TASK DETAILS: Give back every record that follows, exactly as written.

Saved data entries
BEGIN

PR #2032, opened 2022-05-05
2031 Target .NET 6 within the Stryker Projects

Christian-Oleson:
This is a breaking change! Please review thoroughly. 
[x] Unit Tests Pass
[?] Integration Tests?

### DIFF
--- a/src/Stryker.CLI/Stryker.CLI.UnitTest/Stryker.CLI.UnitTest.csproj
+++ b/src/Stryker.CLI/Stryker.CLI.UnitTest/Stryker.CLI.UnitTest.csproj
@@ -1,7 +1,7 @@
 <Project Sdk="Microsoft.NET.Sdk">
 
   <PropertyGroup>
-    <TargetFramework>net5.0</TargetFramework>
+    <TargetFramework>net6.0</TargetFramework>
     <IsPackable>false</IsPackable>
   </PropertyGroup>
 
--- a/src/Stryker.CLI/Stryker.CLI/packages.lock.json
+++ b/src/Stryker.CLI/Stryker.CLI/packages.lock.json
@@ -1,7 +1,7 @@
 {
   "version": 1,
   "dependencies": {
-    ".NETCoreApp,Version=v5.0": {
+    "net6.0": {
       "DotNet.ReproducibleBuilds": {
         "type": "Direct",
         "requested": "[1.1.1, )",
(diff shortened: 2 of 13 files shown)


src/Stryker.CLI/Stryker.CLI/packages.lock.json
```diff
@@ -1181,12 +1160,12 @@
...
         "dependencies": {
-          "Buildalyzer": "4.1.3",
+          "Buildalyzer": "4.1.4",
           "DotNet.Glob": "3.1.3",
           "FSharp.Compiler.Service": "38.0.0",
           "LibGit2Sharp": "0.27.0-preview-0182",
           "Microsoft.CodeAnalysis.CSharp": "4.1.0",
-          "Microsoft.Extensions.Configuration": "6.0.0",
+          "Microsoft.Extensions.Configuration": "6.0.1",
           "Microsoft.Extensions.Configuration.Json": "6.0.0",
```
rouke-broersma, line 1169: We will get these version updates automatically, you do not need to include them in this PR unless they are required for .net 6.

Christian-Oleson: I'll revert those then. 😄

Christian-Oleson: done

src/Stryker.CLI/Stryker.CLI.UnitTest/Stryker.CLI.UnitTest.csproj
```diff
@@ -1,7 +1,7 @@
 <Project Sdk="Microsoft.NET.Sdk">
 
   <PropertyGroup>
-    <TargetFramework>net5.0</TargetFramework>
+    <TargetFramework>net6.0</TargetFramework>
```
rouke-broersma, line 4: Perhaps while we're at it we should move the version to Directory.build.props so we have one consistent version number for all projects.

rouke-broersma:
I created a new PR #2036 for this change because some of our checks such as sonarcloud cannot run on contributor PR's. Normally that isn't such a big deal but for this change I would prefer that we run the full pipeline. Thank you for reminding us that this is imminent.

Christian-Oleson:
> I created a new PR #2036 for this change because some of our checks such as sonarcloud cannot run on contributor PR's. Normally that isn't such a big deal but for this change I would prefer that we run the full pipeline. Thank you for reminding us that this is imminent.

Understandable. Thanks!

PR #2037, opened 2022-05-10
fix(initialisation): Improve error message when no analyzer results are found

rob-mur:
Adds a simple catch for if no analyzerResults are found.


rouke-broersma:
@rob-mur I thought the solution was getting a bit complex so I simplified it. Do you agree with this solution?

PR #2055, opened 2022-05-13
fix(Reporting): Fix issue with relative paths that miss the root folder

### LINKED ISSUE #1380: Html reporter doesn't work for multi project runs
**Describe the bug**
The html reporter seems to just put all files from all projects under the same directory. Possibly even overwriting duplicate file names. 

Also the cache used by the incremental compare feature is overwritten.

**Expected behavior**
I want every project to have it's own directory in the html report so I can inspect each project.

richardwerkman:
closes #1380


src/Stryker.Core/Stryker.Core/Options/StrykerOptions.cs
```diff
@@ -15,6 +15,9 @@ public class StrykerOptions
         public bool DevMode { get; init; }
 
         public string BasePath { get; init; }
+
+        private readonly string RootPathField;
+        public string RootPath { get => RootPathField ?? BasePath; init => RootPathField = value; }
```
rouke-broersma, line 20:
```suggestion
        private readonly string _rootPath;
        public string RootPath { get => _rootPath?? BasePath; init => _rootPath= value; }
```

Issue #2008, opened 2022-04-22
Stryker silently runs with default config if the custom is not found


psfinaki:
**Describe the bug**
So the use case is that we've just spent some time on why the custom configuration is not used until we noticed a typo in the path to it :)

**Expected behavior**
 I'd expect an error or at least some kind of warning for this.

**Desktop**
 Stryker Version: 1.5.2

**Additional context**
Repro: [Repro.zip](https://github.com/stryker-mutator/stryker-net/files/8541221/Repro.zip)
You can run it like from the folder like `dotnet stryker -f ..\blah.json` :)

PR #2064, opened 2022-05-19
fix(options): Stryker silently runs with default config if custom config file is set but not found

ggingras:
To fix this issue, I thought that an InputException should only be thrown if the invalid config was provided by the user.

If no config is provided and the default config is not present, do as before and silently continue.

Note: This is my first PR for the Stryker project, do not hesitate to suggest changes.

### DIFF
--- a/src/Stryker.CLI/Stryker.CLI/ConfigReader.cs
+++ b/src/Stryker.CLI/Stryker.CLI/ConfigReader.cs
@@ -1,5 +1,6 @@
 using System.IO;
 using McMaster.Extensions.CommandLineUtils;
+using Stryker.Core.Exceptions;
 using Stryker.Core.Options;
 
 namespace Stryker.CLI
@@ -24,12 +25,20 @@ namespace Stryker.CLI
             var basePath = Directory.GetCurrentDirectory();
             inputs.BasePathInput.SuppliedInput = basePath;
 
+            var configFileOption = cmdConfigHandler.GetConfigFileOption(args, app);
+
             // read config from json and commandline
-            var configFilePath = Path.Combine(basePath, cmdConfigHandler.GetConfigFilePath(args, app));
+            var configFilePath = Path.Combine(basePath, configFileOption?.Value() ?? "stryker-config.json");
             if (File.Exists(configFilePath))
             {
                 JsonConfigHandler.DeserializeConfig(configFilePath, inputs);
             }
+            else if (configFileOption.HasValue())
+            {
+                // only throw exception if the config file path provided by the user
+                throw new InputException($"Config file not found {configFilePath}");
+            }
+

END

RESPONSE:
PR #2032, opened 2022-05-05
2031 Target .NET 6 within the Stryker Projects

Christian-Oleson:
This is a breaking change! Please review thoroughly. 
[x] Unit Tests Pass
[?] Integration Tests?

### DIFF
--- a/src/Stryker.CLI/Stryker.CLI.UnitTest/Stryker.CLI.UnitTest.csproj
+++ b/src/Stryker.CLI/Stryker.CLI.UnitTest/Stryker.CLI.UnitTest.csproj
@@ -1,7 +1,7 @@
 <Project Sdk="Microsoft.NET.Sdk">
 
   <PropertyGroup>
-    <TargetFramework>net5.0</TargetFramework>
+    <TargetFramework>net6.0</TargetFramework>
     <IsPackable>false</IsPackable>
   </PropertyGroup>
 
--- a/src/Stryker.CLI/Stryker.CLI/packages.lock.json
+++ b/src/Stryker.CLI/Stryker.CLI/packages.lock.json
@@ -1,7 +1,7 @@
 {
   "version": 1,
   "dependencies": {
-    ".NETCoreApp,Version=v5.0": {
+    "net6.0": {
       "DotNet.ReproducibleBuilds": {
         "type": "Direct",
         "requested": "[1.1.1, )",
(diff shortened: 2 of 13 files shown)


src/Stryker.CLI/Stryker.CLI/packages.lock.json
```diff
@@ -1181,12 +1160,12 @@
...
         "dependencies": {
-          "Buildalyzer": "4.1.3",
+          "Buildalyzer": "4.1.4",
           "DotNet.Glob": "3.1.3",
           "FSharp.Compiler.Service": "38.0.0",
           "LibGit2Sharp": "0.27.0-preview-0182",
           "Microsoft.CodeAnalysis.CSharp": "4.1.0",
-          "Microsoft.Extensions.Configuration": "6.0.0",
+          "Microsoft.Extensions.Configuration": "6.0.1",
           "Microsoft.Extensions.Configuration.Json": "6.0.0",
```
rouke-broersma, line 1169: We will get these version updates automatically, you do not need to include them in this PR unless they are required for .net 6.

Christian-Oleson: I'll revert those then. 😄

Christian-Oleson: done

src/Stryker.CLI/Stryker.CLI.UnitTest/Stryker.CLI.UnitTest.csproj
```diff
@@ -1,7 +1,7 @@
 <Project Sdk="Microsoft.NET.Sdk">
 
   <PropertyGroup>
-    <TargetFramework>net5.0</TargetFramework>
+    <TargetFramework>net6.0</TargetFramework>
```
rouke-broersma, line 4: Perhaps while we're at it we should move the version to Directory.build.props so we have one consistent version number for all projects.

rouke-broersma:
I created a new PR #2036 for this change because some of our checks such as sonarcloud cannot run on contributor PR's. Normally that isn't such a big deal but for this change I would prefer that we run the full pipeline. Thank you for reminding us that this is imminent.

Christian-Oleson:
> I created a new PR #2036 for this change because some of our checks such as sonarcloud cannot run on contributor PR's. Normally that isn't such a big deal but for this change I would prefer that we run the full pipeline. Thank you for reminding us that this is imminent.

Understandable. Thanks!

PR #2037, opened 2022-05-10
fix(initialisation): Improve error message when no analyzer results are found

rob-mur:
Adds a simple catch for if no analyzerResults are found.


rouke-broersma:
@rob-mur I thought the solution was getting a bit complex so I simplified it. Do you agree with this solution?

PR #2055, opened 2022-05-13
fix(Reporting): Fix issue with relative paths that miss the root folder

### LINKED ISSUE #1380: Html reporter doesn't work for multi project runs
**Describe the bug**
The html reporter seems to just put all files from all projects under the same directory. Possibly even overwriting duplicate file names. 

Also the cache used by the incremental compare feature is overwritten.

**Expected behavior**
I want every project to have it's own directory in the html report so I can inspect each project.

richardwerkman:
closes #1380


src/Stryker.Core/Stryker.Core/Options/StrykerOptions.cs
```diff
@@ -15,6 +15,9 @@ public class StrykerOptions
         public bool DevMode { get; init; }
 
         public string BasePath { get; init; }
+
+        private readonly string RootPathField;
+        public string RootPath { get => RootPathField ?? BasePath; init => RootPathField = value; }
```
rouke-broersma, line 20:
```suggestion
        private readonly string _rootPath;
        public string RootPath { get => _rootPath?? BasePath; init => _rootPath= value; }
```

Issue #2008, opened 2022-04-22
Stryker silently runs with default config if the custom is not found


psfinaki:
**Describe the bug**
So the use case is that we've just spent some time on why the custom configuration is not used until we noticed a typo in the path to it :)

**Expected behavior**
 I'd expect an error or at least some kind of warning for this.

**Desktop**
 Stryker Version: 1.5.2

**Additional context**
Repro: [Repro.zip](https://github.com/stryker-mutator/stryker-net/files/8541221/Repro.zip)
You can run it like from the folder like `dotnet stryker -f ..\blah.json` :)

PR #2064, opened 2022-05-19
fix(options): Stryker silently runs with default config if custom config file is set but not found

ggingras:
To fix this issue, I thought that an InputException should only be thrown if the invalid config was provided by the user.

If no config is provided and the default config is not present, do as before and silently continue.

Note: This is my first PR for the Stryker project, do not hesitate to suggest changes.

### DIFF
--- a/src/Stryker.CLI/Stryker.CLI/ConfigReader.cs
+++ b/src/Stryker.CLI/Stryker.CLI/ConfigReader.cs
@@ -1,5 +1,6 @@
 using System.IO;
 using McMaster.Extensions.CommandLineUtils;
+using Stryker.Core.Exceptions;
 using Stryker.Core.Options;
 
 namespace Stryker.CLI
@@ -24,12 +25,20 @@ namespace Stryker.CLI
             var basePath = Directory.GetCurrentDirectory();
             inputs.BasePathInput.SuppliedInput = basePath;
 
+            var configFileOption = cmdConfigHandler.GetConfigFileOption(args, app);
+
             // read config from json and commandline
-            var configFilePath = Path.Combine(basePath, cmdConfigHandler.GetConfigFilePath(args, app));
+            var configFilePath = Path.Combine(basePath, configFileOption?.Value() ?? "stryker-config.json");
             if (File.Exists(configFilePath))
             {
                 JsonConfigHandler.DeserializeConfig(configFilePath, inputs);
             }
+            else if (configFileOption.HasValue())
+            {
+                // only throw exception if the config file path provided by the user
+                throw new InputException($"Config file not found {configFilePath}");
+            }
+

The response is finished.